Sayın Başkan, değerli milletvekilleri; hepinize iyi geceler diliyorum.

Tabii, gece saat on ikiden sonra konuşma yapan birçok milletvekilinin ertesi gün mecburen bazı beyanlarını düzeltme zorunluluğu ortaya çıkıyor. (AK PARTİ sıralarından gürültüler) Ben de yine böyle sizin gibi çok parazitlerin yüzünden(X) yanlış yaptığım, yanlış anlaşılmaya yol açacağına inandığım bir beyanımı düzeltmek için buradayım.

Önceki günkü birleşimde "Sayın Davutoğlu'nun destan yazan AKP milletvekilleri var."(XX) diye ifade ettiğim cümlemi "Sayın Davutoğlu'nun kendine göre destan yazan AKP'li milletvekilleri var." diye düzeltmek istiyorum. Çünkü grup toplantısında sizlere destan yazdığınızı söylemişti. Eski Başbakan Recep Tayyip Erdoğan da Gezi olaylarından sonra polislere destan yazan polisler olduğunu söylemişti ama o destan yazan polislerin hepsi bu sizin çıkardığınız iç güvenlik yasasında gittiler, herhâlde siz de yakında başka çıkacak bir yasayla da gitmiş olacaksınız.

Değerli milletvekilleri, sayın grup başkan vekili bu 58'inci madde uygulamasının daha önce olup olmadığı konusunu sordu. Ben bizzat Sayın Sadık Yakut Bey'in Başkan Vekilliği yaptığı birkaç günde bu maddeden yararlandığımı ifade etmek istiyorum.

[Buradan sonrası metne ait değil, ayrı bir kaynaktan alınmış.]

PR #1316, opened 2024-03-04
fix(pie-monorepo): DSW-000 stop danger flagging renovate pr checkboxes

ashleynolan:

- [Fixed] - danger flagging automated prs


dangerfile.js
```diff
@@ -34,7 +34,7 @@ danger.git.created_files.filter((filepath) => filepath.includes('.changeset/') &
         });
     });
 
-// Check for empty PR Description checkboxes
-if (pr.body.includes('- [ ]')) {
+// Check for empty PR Description checkboxes - but not for automated version PRs
+if (pr.body.includes('- [ ]') && (pr.user.login !== 'dependabot[bot]' && pr.user.login !== 'renovate[bot]')) {
```
xander-marjoram, line 38: Doesn't have to be this PR but might be good to extract some of this to make it a little more readable so this line ends up being something like this:
```
if (prBodyContainsUncheckedItem && !isAuthorDependabot) {
```

xander-marjoram (approved):

dangerfile.js
ashleynolan: I'll tidy this up in a follow-up 👍

raoufswe (approved):

PR #1319, opened 2024-03-05
fix(pie-icons-react): DSW-000 fix incorrect "types" location in package.json

jansul:
Hey, we're trying to use `@justeattakeaway/pie-icons-react` in one of our Typescript projects. When we try and import one of the icons we receive the following error: 

> error TS7016: Could not find a declaration file for module '@justeattakeaway/pie-icons-react'. '/Users/xxx.xxx/xxx/node_modules/@justeattakeaway/pie-icons-react/dist/index.js' implicitly has an 'any' type.

I attempted to debug using `tsc --traceResolution`. It seems to try and load `esm/index.d.ts` as referenced in the[ package.json file](https://github.com/jansul/justeattakeaway-pie/blob/main/packages/tools/pie-icons-react/package.json#L6), however this does not seem to actually exist in the distributed files.

This PR updates the above to instead point to `esm/icons/index.d.ts`. There is also a copy in `dist/icons/index.d.ts`, however the esm version seemed more appropriate given it was already looking for a file there. I don't know too much about ES modules though 😅 

I've tested this by modifying `package.json` locally, and the types seem to work as expected:

image

### DIFF
--- a/.changeset/purple-oranges-pay.md
+++ b/.changeset/purple-oranges-pay.md
@@ -1,0 +1,5 @@
+---
+"@justeattakeaway/pie-icons-react": patch
+---
+
+[Fixed] - Incorrect "types" location in package.json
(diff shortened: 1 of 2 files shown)


jansul:
Replaced by https://github.com/justeattakeaway/pie/pull/1320

PR #1321, opened 2024-03-06
fix(pie-monorepo): DSW-000 fix issue with root execution of certain build scripts didn't run

siggerzz:
We have a slight quirk in the monorepo, where in the root package.json we need to specify the `pie-monorepo` package in the workspaces package.json like so:

```
  "workspaces": {
    "packages": [
      "apps/**/*",
      "configs/**/*",
      "packages/**/*",
      "./" <<<-------- This line
    ]
  },
  ```
  
 The reason for doing this, is that without it, running `yarn changeset` would not pick up `pie-monorepo` as a versionable package.

One of the downsides to this approach, is that because Turborepo also uses yarn workspaces to determine the packages a given task needs to run for, it can result in a recursion issue unless the `--filter=!pie-monorepo` flag is provided for any build scripts that rely on Turborepo.

The absence of this flag meant that a number of scripts weren't able to execute when run from the root of the monorepo.

### CODE REVIEW

File: .changeset/brave-owls-wink.md [hunk 1]
```diff
@@ -0,0 +1,6 @@
+---
+"pie-monorepo": patch
+---
+
+[Fixed] - Issue where `create:manifest` & `build:react-wrapper` commands failured when executed from the monorepo root directory.
```
xander-marjoram, line 5:
```suggestion
[Fixed] - Issue where `create:manifest` & `build:react-wrapper` commands failed when executed from the monorepo root directory.
```

dandel10n (approved):

fernandofranca (approved):

PR #1326, opened 2024-03-07
chore(pie-monorepo): DSW-1783 refactor generation of playwright html

siggerzz:
This PR moves the `playwright` folder used by component tests into the `@justeattakeaway/pie-components-config` package.

A new script called `test:browsers-setup` gets executed prior to the component tests to copy this file into the working directory of any dependant packages prior to test execution.

Ideally, we would just tell the tests to reference the file directly from config, but due to some limitations in Playwright, it looks like they've hardcoded the logic to expect this folder in the same directory as the playwright config, meaning we have to be slightly creative and copy the files over.


packages/tools/pie-icons-webc/playwright/index.html
```diff
@@ -52,6 +52,5 @@
 </head>
 <body>
     <div id="root"></div>
-    <script type="module" src="./index.ts"></script>
```
xander-marjoram, line 55: Should this file also have been deleted?

configs/pie-components-config/package.json
```diff
@@ -5,10 +5,14 @@
...
   "author": "Just Eat Takeaway.com - Design System Team",
   "description": "Shared configuration files for PIE components",
+  "bin": {
+    "playwright-lit-setup": "./scripts/playwright-lit-setup.js"
+  },
   "files": [
     "custom-elements-manifest.config.js",
     "vite.config.js",
     "tsconfig.json",
+    "playwright/**",
```
xander-marjoram, line 15: Would this also include any cache folder?

packages/tools/pie-icons-webc/playwright/index.html
siggerzz: Yeah you're right. I was hoping this could be deleted as it's just an empty file, but I looks like playwright probably uses this file to inject the component code.

configs/pie-components-config/package.json
siggerzz: Addressed this with a new .npmignore file 👍🏼

xander-marjoram (approved):

.gitignore
```diff
@@ -162,7 +162,8 @@ browsers-report/
 lit-browsers-report/
 visual-report/
 lit-visual-report/
-react-browsers-report
+react-browsers-report/
+packages/components/**/playwright/
```
jamieomaguire, line 166: do you need to do the cache remove thing we spoke about last week?

siggerzz: Nope, this should be fine :)

jamieomaguire (approved):

PR #1333, opened 2024-03-15
feat(pie-cookie-banner): DSW-1754 Added page object to cookie banner

JoshuaNg2332:
- Added page object support to cookie banner
- Refactored existing component tests to support page objects


.changeset/dull-vans-rush.md
```diff
@@ -0,0 +1,5 @@
+---
+"@justeattakeaway/pie-cookie-banner": minor
+---
+
+[Added] - Page object supporting files and refactors
```
xander-marjoram, line 5: Is a changeset required? I reckon we can get away without one seeing as there are no component changes

packages/components/pie-cookie-banner/test/helpers/page-object/pie-cookie-banner.page.ts
```diff
@@ -0,0 +1,135 @@
...
+    readonly bodyAcceptAllLinkLocator: Locator;
+    readonly bodyNecessaryOnlyLinkLocator;
+    readonly bodyManagePreferencesLinkLocator: Locator;
+    readonly bodyCookieStatementLinkLocator: Locator;
+    readonly bodyCookieTechnologiesLinkLocator: Locator;
+    readonly modalDescriptionLocator: Locator;
+
+    constructor (page: Page) {
+        super(page);
+        this.page = page;
```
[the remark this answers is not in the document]
xander-marjoram: And in theory you could probably get rid of `this.page` on L8 because it should also come from the super class.

packages/components/pie-cookie-banner/test/helpers/page-object/pie-cookie-banner.page.ts
```diff
@@ -0,0 +1,135 @@
...
+    }
+
+    async isPreferenceToggleDisabled (preferenceIds: string) {
+        const preferenceToggle = this.page.locator(preferenceIds);
+        return preferenceToggle.isChecked();
+    }
+
+    async getAcceptAllTextContent () {
+        const acceptAllText = await this.acceptAllButtonLocator.textContent();
+        return String(acceptAllText).trim();
```
xander-marjoram, line 102: Out of interest, why is `String` needed here?

xander-marjoram: Just thinking that if `acceptAllText` comes back as `null`, this will return `"null"`.
Would this do what you need it to?
```suggestion
        return acceptAllText?.trim();
```
It returns either `undefined` or the trimmed string.

packages/components/pie-cookie-banner/test/helpers/page-object/selectors.ts
```diff
@@ -0,0 +1,51 @@
+const cookieBanner = {
+    selectors: {
+        container: {
+            description: 'The selector for the cookie banner container',
+            dataTestId: 'pie-cookie-banner',
```
xander-marjoram, line 5: Would it be a bad idea to import these into the component?

JoshuaNg2332: Yeah, so ideally, we'd be going against the page object model by importing these into our component directly as generally, consumers will only be using the functionality we'd provide through our page object. By exposing these in the tests, we'd essentially be giving them free reign to start exploring the rest of the component when the main focus for consumers is to just use our testing structure.

packages/components/pie-cookie-banner/test/helpers/page-object/pie-cookie-banner.page.ts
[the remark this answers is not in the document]
JoshuaNg2332: Just tested and that works. Makes sense! Thanks.

.changeset/dull-vans-rush.md
JoshuaNg2332: Is not adding a page object support considered adding a feature? It does change how we test our components?

xander-marjoram: Yeah, it's adding (test) functionality and improving the component, for sure, but I don't think it changes anything that is published to npm (currently?) so I don't think it makes sense to publish a new version.

packages/components/pie-cookie-banner/test/component/pie-cookie-banner.spec.ts
```diff
@@ -323,31 +320,31 @@ test.describe('PieCookieBanner - Component tests', () => {
             );
 
             // Act
-            const acceptAllButton = component.locator('[data-test-id="actions-accept-all"]');
-            const necessaryOnlyButton = component.locator('[data-test-id="actions-necessary-only"]');
+            const acceptAllButton = await pieCookieBannerComponent.getAcceptAllAttribute('variant');
```
xander-marjoram, line 323: Nit: I would rename these variables to be `acceptAllButtonVariant` and `necessaryOnlyButtonVariant` to make the expectations read a bit more smoothly

packages/components/pie-cookie-banner/test/component/pie-cookie-banner.spec.ts
```diff
@@ -356,42 +353,42 @@ test.describe('PieCookieBanner - Component tests', () => {
...
+                await mount(
                     PieCookieBanner,
                     {
                         props: {},
                     },
                 );
 
                 // Act
-                const cookieStatementLink = component.locator('[data-test-id="banner-description"] [data-test-id="cookie-statement-link"]');
+                const cookieBannerDescription = await pieCookieBannerComponent.getBannerCookieStatementLinkAttribute('href');
```
xander-marjoram, line 364: This should stay as `cookieBannerLink`, or maybe `cookieBannerHref`, right?

packages/components/pie-cookie-banner/test/component/pie-cookie-banner.spec.ts
```diff
@@ -149,47 +145,48 @@ test.describe('PieCookieBanner - Component tests', () => {
...
         // Arrange
         await mount(PieCookieBanner, {
             props: {} as CookieBannerProps,
         });
 
         // Act
-        await page.click(managePreferencesSelector);
-        const necessaryPreferenceToggle = await page.locator(getPreferenceItemSelector('necessary'));
+        await pieCookieBannerComponent.clickManagePreferencesAction();
+        const necessaryPreferenceToggleChecked = await pieCookieBannerComponent.isPreferenceToggleChecked(getPreferenceItemSelector('necessary'));
```
xander-marjoram, line 171: Is there any way this `getPreferenceItemSelector` could be worked into the cookie banner page object?

That would lead to something like this, which looks reasonable to me:
`pieCookieBannerComponent.isPreferenceToggleChecked('necessary')`

packages/components/pie-modal/test/helpers/page-object/selectors.ts
```diff
@@ -20,6 +20,10 @@ const modal = {
             description: 'The selector for the modal content',
             dataTestId: 'modal-content-inner',
         },
+        description: {
+            description: 'The selector for the modal description',
```
xander-marjoram, line 24: I wonder if this could just be a JSON file a bit like this:

Not for this PR but just something to consider in future to see if it might simplify the imports, etc.

```json
{
    "container": {
        "description": "The selector for the modal container",
        "dataTestId": "pie-modal"
    },
    "backButton": {
        "description": "The selector for the back button",
        "dataTestId": "modal-back-button"
    },
    "closeButton": {
        "description": "The selector for the close button",
        "dataTestId": "modal-close-button"
    },
    "header": {
        "description": "The selector for the modal header",
        "dataTestId": "modal-header"
    },
    "content": {
        "description": "The selector for the modal content",
        "dataTestId": "modal-content-inner"
    },
    "description": {
        "description": "The selector for the modal description",
        "dataTestId": "modal-description"
    }
}
```

xander-marjoram: Then you might be able to do something like `import selectors from '/path/to/modal/selectors.json';`

Although then that only cuts it down from `modal.selectors.content.description` to `selectors.content.description`, so maybe the easier thing to do would just be to rename the export and then remove one level of nesting.

```ts
const selectors = {
    container: {
        description: 'The selector for the modal container',
        dataTestId: 'pie-modal',
    },
    backButton: {
        description: 'The selector for the back button',
        dataTestId: 'modal-back-button',
    },
    closeButton: {
        description: 'The selector for the close button',
        dataTestId: 'modal-close-button',
    },
    header: {
        description: 'The selector for the modal header',
        dataTestId: 'modal-header',
    },
    content: {
        description: 'The selector for the modal content',
        dataTestId: 'modal-content-inner',
    },
    description: {
        description: 'The selector for the modal description',
        dataTestId: 'modal-description',
    },
};

export {
    selectors,
};
```

packages/components/pie-cookie-banner/test/component/pie-cookie-banner.spec.ts
xander-marjoram: I think my point was this doesn't seem to be getting the description, as it's looking for the `href` attribute on a link, rather than the text content of a description. The other tests below that do similar all have `cookieBannerLink`, which I like.

packages/components/pie-cookie-banner/test/component/pie-cookie-banner.spec.ts
```diff
@@ -13,40 +15,34 @@ import {
...
             props: {} as CookieBannerProps,
         });
 
         // Act
-        const cookieBanner = page.locator(componentSelector);
+        const cookieBanner = await pieCookieBannerComponent.isCookieBannerVisible();
 
         // Assert
-        expect(cookieBanner).toBeVisible();
+        expect(cookieBanner).toBeTruthy();
```
jamieomaguire, line 41: can this not be `toBe(true)`? is a bit more explicit

packages/components/pie-cookie-banner/test/component/pie-cookie-banner.spec.ts
```diff
@@ -106,38 +100,38 @@ test.describe('PieCookieBanner - Component tests', () => {
...
+            await pieCookieBannerComponent.clickManagePreferencesAll(elementLevel.name);
+
+            const modal = pieModalComponent.isModalVisible();
+            const cookieBanner = await pieCookieBannerComponent.isCookieBannerVisible();
 
             // Assert
-            expect(modal).toBeVisible();
-            expect(cookieBanner).not.toBeVisible();
+            expect.soft(modal).toBeTruthy();
+            expect.soft(cookieBanner).toBeFalsy();
```
jamieomaguire, line 111: I think we've introduced some ambiguity here. The previous test was very easy to understand in it's assertions and this seems to be a lot less clear.

Why do we check (softly) that the cookiebanner is falsy?

packages/components/pie-cookie-banner/test/component/pie-cookie-banner.spec.ts
JoshuaNg2332: Yeah, playwright's native , `toBeTrue` uses truthy instead of true but Truthy is already an explicit command?

`Value is truthy, i.e. not false, 0, null, etc.`

packages/components/pie-cookie-banner/test/component/pie-cookie-banner.spec.ts
JoshuaNg2332: Ideally soft checks should be made before the final assert as sometimes you can get into a situation where if you have multiple `expect` assertions in a test, you can easily lose track as to which of these has caused an error and can also fail early. Ideally, you want to be doing soft asserts before the final hard assert as then if one of these tests were to fail, you'll easily be able to identify which of these assertions are causing the failure.

@siggerzz and I have also discussed about the ambiguity of our testing names with use of `falsy` and `truthy` and have both agreed for it to be something we should look into in the future as we'd much rather be able to have page objects but also use the native playwright functions in the tests.

packages/components/pie-cookie-banner/test/component/pie-cookie-banner.spec.ts
jamieomaguire: so the result could be `''` instead of `true`?

packages/components/pie-cookie-banner/test/helpers/page-object/pie-cookie-banner.page.ts
```diff
@@ -0,0 +1,138 @@
...
+    readonly descriptionLocator: Locator;
+    readonly acceptAllButtonLocator: Locator;
+    readonly necessaryOnlyButtonLocator: Locator;
+    readonly managePrefsLinkLocator: Locator;
+    readonly bodyAcceptAllLinkLocator: Locator;
+    readonly bodyNecessaryOnlyLinkLocator;
+    readonly bodyManagePreferencesLinkLocator: Locator;
+    readonly bodyCookieStatementLinkLocator: Locator;
+    readonly bodyCookieTechnologiesLinkLocator: Locator;
+    readonly modalDescriptionLocator: Locator;
```
jamieomaguire, line 23: I think you can also mark these as private if consumers don't need knowledge of them :)

packages/components/pie-cookie-banner/test/helpers/page-object/pie-cookie-banner.page.ts
```diff
@@ -0,0 +1,138 @@
...
+        this.managePrefsLinkLocator = page.getByTestId(cookieBanner.selectors.managePreferencesLink.dataTestId);
+        this.bodyAcceptAllLinkLocator = page.getByTestId(cookieBanner.selectors.bodyAcceptAllLink.dataTestId);
+        this.bodyNecessaryOnlyLinkLocator = page.getByTestId(cookieBanner.selectors.bodyNecessaryOnlyLink.dataTestId);
+        this.bodyManagePreferencesLinkLocator = page.getByTestId(cookieBanner.selectors.bodyManagePreferencesLink.dataTestId);
+        this.bodyCookieStatementLinkLocator = page.getByTestId(cookieBanner.selectors.bodyCookieStatementLink.dataTestId);
+        this.bodyCookieTechnologiesLinkLocator = page.getByTestId(cookieBanner.selectors.bodyCookieTechnologiesLink.dataTestId);
+        this.modalDescriptionLocator = page.getByTestId(cookieBanner.selectors.modalDescription.dataTestId);
+    }
+
+    async isCookieBannerVisible () {
```
jamieomaguire, line 40: NIT: I would add typing to these methods. I.e. `: boolean` to show what type they return

packages/components/pie-cookie-banner/test/helpers/page-object/pie-cookie-banner.page.ts
```diff
@@ -0,0 +1,138 @@
...
+
+    async clickManagePreferencesLink () {
+        await this.bodyManagePreferencesLinkLocator.click();
+    }
+
+    async clickManagePreferencesAll (elementLevel: string) {
+        await (elementLevel === 'action' ? this.clickManagePreferencesAction() : this.clickManagePreferencesLink());
+    }
+
+    async clickPreferenceToggle (preferenceIds: PreferenceIds) {
```
jamieomaguire, line 88: Small question, what is the stacktrace like in the tests if any of these page object methods fail? Do we need to handle errors to provide useful messaging?

JoshuaNg2332: The stack trace comes through just like it would if the native function was run in the test. So for example, if it was trying to find a locator and couldn't find it, the stack trace would indicate that you are trying to invoke this function that calls on x particular locator and state that it cannot find it. 
For this reason, I don't think we need to add error handling.

packages/components/pie-cookie-banner/test/component/pie-cookie-banner.spec.ts
```diff
@@ -13,40 +15,34 @@ import {
...
+
+    test('should render successfully', async ({ mount }) => {
         // Arrange
         await mount(PieCookieBanner, {
             props: {} as CookieBannerProps,
         });
 
         // Act
-        const cookieBanner = page.locator(componentSelector);
+        const cookieBanner = await pieCookieBannerComponent.isCookieBannerVisible();
```
jamieomaguire, line 38:
```suggestion
        const cookieBannerIsVisible = await pieCookieBannerComponent.isCookieBannerVisible();
```

packages/components/pie-cookie-banner/test/component/pie-cookie-banner.spec.ts
```diff
@@ -13,40 +15,34 @@ import {
...
 
         // Assert
-        expect(cookieBanner).toBeVisible();
+        expect(cookieBanner).toBe(true);
```
jamieomaguire, line 41:
```suggestion
        expect(cookieBannerIsVisible).toBe(true);
```

packages/components/pie-cookie-banner/test/helpers/page-object/pie-cookie-banner.page.ts
```diff
@@ -0,0 +1,282 @@
...
+     *                          within the body has been successfully clicked.
+     */
+    async clickBodyAcceptAllLink () : Promise<void> {
+        await this.bodyAcceptAllLinkLocator.click();
+    }
+
+    /**
+     * Clicks either the "Accept All" button or the "Accept All" link within the body, based on the specified element level.
+     *
+     * @param {string} elementLevel The level of the element to click, either 'action' or 'body'.
```
jamieomaguire, line 73: This is an excellent opportunity to use a string union type! It could be `action | body`

[reference](https://www.typescriptlang.org/docs/handbook/unions-and-intersections.html)

packages/components/pie-cookie-banner/test/helpers/page-object/pie-cookie-banner.page.ts
```diff
@@ -0,0 +1,284 @@
...
+
+    /**
+     * Checks whether the preference toggle associated with the specified preference IDs is disabled.
+     *
+     * @param {PreferenceIds} preferenceIds The preference IDs used to locate the preference toggle.
+     * @returns {Promise<boolean>} A Promise that resolves to a boolean value indicating whether the preference toggle is disabled (`true`) or not (`false`).
+     */
+    async isPreferenceToggleDisabled (preferenceIds: PreferenceIds) : Promise<boolean> {
+        const preferenceToggle = this.page.locator(getPreferenceItemSelector(preferenceIds));
+        return preferenceToggle.isChecked();
```
raoufswe, line 194: i might be missing something, but based on the method names, we should check for preferenceToggle.isDisabled() right?

JoshuaNg2332: Oops yeah, I think you're right! I'll fix now.

raoufswe (approved):

ashleynolan (approved):

jamieomaguire (approved):

PR #1348, opened 2024-03-22
fix(pie-chip): DSW-000 hover and active styles are applied for disabled state

raoufswe:

- Fixes an issue raised by design that the hover and active styles are applied when disabled is true.

### Reviewer 1

### Reviewer 2


packages/components/pie-chip/src/chip.scss
```diff
@@ -1,7 +1,7 @@
 @use '@justeattakeaway/pie-css/scss' as p;
 
 @mixin chip-interactive-states($bg-color, $mode: 'default') {
-    &:hover:not(:disabled) {
+    &:hover:not([disabled]) {
```
raoufswe, line 4: the css`:disabled` selector is only applied if the element can be natively disabled

ashleynolan (approved):

.changeset/twenty-pianos-invent.md
```diff
@@ -0,0 +1,5 @@
+---
+"@justeattakeaway/pie-chip": minor
```
ashleynolan, line 2: If you wanted to, you could use patch instead of minor here (as it's a small fix). Not a biggie though 😆

dandel10n (approved):

packages/components/pie-chip/src/chip.scss
jamieomaguire: good spot!

jamieomaguire (approved):

.changeset/twenty-pianos-invent.md
raoufswe: i will keep that in mind, thanks for flagging it 🥇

Bu maddede polislerin tarih olduğunu söyledim çünkü o madde birçok polisin mağdur olmasına yol açan bir maddeydi. Ancak, AKP Grubundan gelen bilgiler doğrultusunda, Cumhuriyet Halk Partisi Grubunun vermiş olduğu önergenin söz konusu maddeyi tasarıdan çıkarmaya yönelik olduğu, bunun da kabul edileceğini söylemişlerdi ama AKP Grubu olarak ve Hükûmet olarak bizi şaşırtmadınız, önce söz verdiniz, sonra "Hayır." dediniz, polisleri mağdur ettiniz.

MEHMET METİNER (Adıyaman) - Hangi polisleri mağdur etmişiz?

ALİM IŞIK (Devamla) - Bugün bir talihsiz konuşmaya bu yüce Meclis hep beraber tanık oldu. Kimin ettiğini sonra görürsünüz. Bu ülkenin...

MEHMET METİNER (Adıyaman) - Paralelciler mağdur etti.

ALİM IŞIK (Devamla) - "Paralelci" dediğiniz o polisler düne kadar sizinle beraberdi.

MEHMET METİNER (Adıyaman) - Sizinle değillerdi yani?

ALİM IŞIK (Devamla) - Sizinleydi, sizinleydi. Özellikle seninleydi, özellikle seninle.

Değerli milletvekilleri, bu ülkenin İçişleri Bakanı Anayasa'yı tanımadığını söyledi.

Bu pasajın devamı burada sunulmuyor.